All of which is to say that Glendale officials should probably feel comfortable taking a hard line with the Arizona Coyotes owners in their lease battle. There’s reportedly been some progress in those talks, but if the worst-case scenario ends up being that the Coyotes might move back to a new arena in Phoenix, leaving that city stuck with how to keep afloat a money-losing franchise with subsidies, that’s the kind of chance that Glendale should feel comfortable taking.

UPDATE: Deadspin thinks that this is going to hurt the NHL’s leverage in getting the highest price for expansion teams, since now they can’t get a bidding war going. I’m less sure — the league can still refuse to assign any new teams at all if it doesn’t get what it wants — but this certainly doesn’t help the NHL’s racket, let’s put it that way.


25 comments on “Vegas, Quebec now frontrunners for NHL expansion teams, because nobody else bothered to bid

  1. I’m coming back round to my thought that Glendale killing the Coyotes’ lease hurt the NHL’s leverage with these other cities…

  2. Because Seattle bidders can sit back now and say “Enh, we’ll take the Coyotes when they become available”?

  3. Oh man a Stanley Cup finals with the LA Kings vs the LV Black Knights.

    The Royal Rumble in the Rink. It writes itself.

  4. Superb black knight reference.

    I just can’t see the NHL leaving Phoenix. It’s too big a market and it will support hockey, especially if a new arena in Phoenix or Scottsdale happens. This isn’t Atlanta.

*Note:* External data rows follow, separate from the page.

PR #1967, opened 2013-02-06
Fix for unaligned memory access crash in CCBReader::readFloat()

BodbDearg:
A fix for a potential unaligned memory access crash in CCBReader::readFloat(), caused by incorrect compiler optimisations/assumptions surrounding the use of memcpy().

See source comments for more details on the change.

### DIFF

    The NHL/Seattle thing reminds me of ACC Basketball & Barclays Center in Brooklyn. The ACC made this whole production of requesting bids for their 2016-2021 tournaments when everyone knew that they wanted to be in either MSG or Brooklyn. Both MSG and Brooklyn declined to bid, but the ACC ended up capitulating anyway and sent the tournament to Brooklyn. Much in the same way, I wouldn’t be shocked if some Seattle group ends up getting an expansion team without submitting a bid.

  5. It’s amazing now that the NHL has stepped its foot into the expansion pool that other leagues are exploring the same thing. MLB is considering expanding to Montreal and Charlotte, the NBA expanding to Vegas and Seattle (the Seattle thing is going to happen, it’s an embarrassment for a city with a strong fan and economic base and a top-tier market not to have a team), and of course the farce that is MLS. Screw the quality of play and the content, it’s all about the dollars. Heck, if anything contraction needs to occur, especially in the NHL. Columbus, Florida, and Arizona are certifiable dumpster fires, with Carolina and Tampa not too far behind. Of course contraction will never happen due to lost jobs for the players and lost revenue for the owners.

    In regards to hockey’s vitality in Arizona, the sport would have succeeded imo if the arena was built in Scottsdale in the early 2000s. Greed from the owner and developers and smart politicians in Scottsdale prevented the deal. Now the area is bustling with economic activity due to ASU developing a satellite campus there. Proof-positive that a city doesn’t need an arena to spur economic development.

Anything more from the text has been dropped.